El escritor francés Antonin Artaud, que sabe
lo que nadie puede imaginar de locuras, asegura que Van Gogh no estaba loco, ni
siquiera para encerrarlo. Que esa impresión de no estar era puro genio.
El genio apabulla, corroe las vísceras y el
tránsito intestinal. Todos estamos locos. A Van Gogh le pasaba como a todos los
demás. Nos volvemos locos de desesperación. De paro, de incertidumbre
económica, de atrocidades que los banqueros pintan en sus cuentas de resultados
como hitos de audacia comercial, cuando sólo nos han engañado, despojado,
deshecho.
Van Gogh quiso ser feliz desde que le
dejaron ser una persona, desde que se quitó el andrajoso traje negro de pastor
protestante con que su familia quería verle en su Holanda natal, donde la
miseria era puramente africana. Gracias a dios, el dios que nunca le protegió,
el dios que le azotó sin compasión, el dios que le llevó a la crucifixión en un
campo de trigo donde las mozas guapas y bien alimentadas le miraban con ojos
que les chorreaba entre las piernas que él no veía. Porque cuando Van Gogh
llega a París para ser pintor, puede sobrevivir gracias a su hermano Thèo, que
anda metido en el mundo del mercadeo de cuadros.

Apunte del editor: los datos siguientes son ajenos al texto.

PR #676, opened 2016-12-11
Add acl to symbols.pyx

pokey:
Add acl to symbols.pyx

## Description
Add acl to symbols.pyx

## Types of changes

- [ ] Bug fix (non-breaking change fixing an issue)
- [ ] New feature (non-breaking change adding functionality to spaCy)
- [ ] Breaking change (fix or feature causing change to spaCy's existing functionality)
- [ ] Documentation (Addition to documentation of spaCy)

Durante sus 37 años de vida, Van Gogh no
tendrá más que un cliente, el hermano generoso, bondadoso, lleno de amor, que
quiere proteger a ese niño grande que apenas sabe andar por el mundo.
Le deja que se vaya a pintar al sur de
Francia, a Arles, que ahora suena mucho en turismo, como todas las
imbecilidades suenan cuando ya no hay música.
Pinta que te pinta, pinta, Van Gogh es un
loco de trabajo. 9000 cuadros dicen que pintó hasta su muerte. Y nunca consiguió
vender uno solo.
Era tan bonito aquel Arles de película de la
MGM en color que cuando se corta el lóbulo de la oreja izquierda para
regalárselo como prueba de amor a una prostituta, deja que le encierren en un
asilo, en St. Remy de Provence. Y antes de que le den el alta pinta el asilo
con tanto amor que se asemeja más que nada a un hotelito perdido en un paisaje
bucólico.
En la pensión de Arles, pagaba cinco francos
por día. En un hotelucho de mala muerte de París, yo pagaba diariamente una
moneda de cinco francos. Gracias a Kirk Douglas, cuando el hombre no andaba a
vueltas con la melancolía, hay un recuerdo tuyo en los cines, para los muchos
analfabetos que no saben leer y apenas llegan a ver.
Van Gogh, te amamos como a nosotros mismos,
en el nombre del padre pastor, en nombre del hijo que no tuviste y en ese
espíritu santo que nunca te socorrió.
*Sergio
Berrocal – periodista franco-español, fundador, junto a relevantes escritores
latinoamericanos del servicio en español de la agencia francesa de prensa (AFP)
y colaborador de la agencia Prensa Latina (PL).